Пока недавно не начались эти бесчинства. Первый случай осквернение Монумента — оставил у Хогга неприятный привкус во рту. Городовой знал, как разбираться с нечастыми драками ближе к ночи около «Оленя» или расследовать, например, случайкровосмешения. Хогг на таких делах собаку съел. Но этот вандализм взбесил городового, он казался Хоггу бессмысленным. Для городового происшедшее было за гранью понимания.
— Это Кёрк. Следите за Кёрком из Колонии. — Так сказал Айкен с самого начала.
Городовой выяснил про Мартина Кёрка, чтотот большинстводней проводил в холмах, а чуть позже — большинство вечеров с Анной Грубах. Городовой встречался с Кёрком несколько раз, и Кёрк показался ему довольно приятным человеком с проницательными голубыми глазами — человеком, задающим слишком проницательные вопросы.
— Вы когда-нибудь ходили к гадалке, городовой Хогг? — спросил его Кёрк однажды в Парке во время беседы о почившем Каррикском Празднестве.
— Нет, никогда, — ответил городовой.
— Вы родились не в Каррике?
Городовой опять ответил нет; он из рыбацкой деревни на севере Острова. Кёрк сказал тогда, что сам прожил некоторое время в рыбацкой деревне — но это было в одной тропической стране, далеко отсюда.
— Вообще-то, господин городовой, я там был на празднестве, — добавил Кёрк.
Празднество Сан-Исидоро проходило каждый год в рыбацкой деревне, названной именем святого: низкие дома, облупленная краска, всклокоченные стервятники, москиты и вонь человеческих отбросов. Кёрк снял в затхлой гостинице комнату на выходные.
Утро первого дня празднества, как большинство дней в тех местах, было жарким и сырым. Толпа людей — и Кёрк вместе с ними — собралась на зокале посмотреть церемонию стрельбы из древней пушки. Несколько жителей деревни одевались конкистадорами, наводили пушку на море (желая то ли разбудить святого, то ли привлечь рыбу), заряжали и стреляли.

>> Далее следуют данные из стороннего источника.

PR #3459, opened 2023-05-30
[C-2635] Fix offline playback; broken signature fetch

amendelsohn:
### Description

Fetching signatures for gated content was breaking offline playback. The queueing of tracks would fail because the audiusBackend fetch failed.

Shoutouts @dylanjeffers for pairing help


dylanjeffers (approved):
noice

dylanjeffers (approved):
noice

sliptype (approved):
Wow! Great find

Но пушка уже устарела даже для таких невинных забав. Дуло орудия разорвало, и куски разлетелись по всей округе. Казалось, никого не ранило, и толпа уже готова была посмеяться. Люди не заметили, что один молодой индеец (они с женой пришли из деревни в джунглях на празднество) держится за живот. Осколок металла пробил одежду и внутренности юноши так глубоко, что острие вышло из спины над поясницей.
Индеец медленно упал, и от его крови потемнела красная земля на площади. Должно быть, мужчина знал, что он, считай, мертвец, и не хотел умирать с этой штуковиной внутри. Глядя на свой живот, индеец начал копаться правой рукой в растерзанном теле, засунув туда кулак и вытаскивая мешавшие ему кишки: он пытался схватиться за железку. Люди столпились и смотрели. Жена индейца, которая стояла рядом с ним, когда воткнулся осколок, умоляла его остановиться — но мужчина не обращал на нее внимания. Местный священник пришел к умирающему, дабы его соборовать, и вытащил его руку, бранясь на несчастного, будто на ребенка в церкви, который сунул руку в карман. Но индеец все пихал руку в рану и умер, держа ее там, пытаясь ухватить боль.
Его жена, упавшая рядом на колени, была безутешна. Судя по всему, гадалка только что сказала этим людям, что они проживут долго и родят множество детишек.
Городового тронула история Кёрка. Хогг помнил осколочные раны, которые видел, работая в Столице. — Какой ужас, — сказал он.
— Да, ужас. Но знаете, господин городовой, — (Кёрк сказал это в тот день в Парке), — любой из нас способен предсказать судьбу одного человека в мире. Проблема в том, чтобы узнать, кто этот человек. Возможно, кто-то в Каррике способен предсказать мое будущее. Возможно, это Роберт Айкен. Или, возможно, это я способен предсказать его судьбу.
Роберт всерьез подозревал Кёрка с самого надругательства над Монументом и прямо об этом говорил.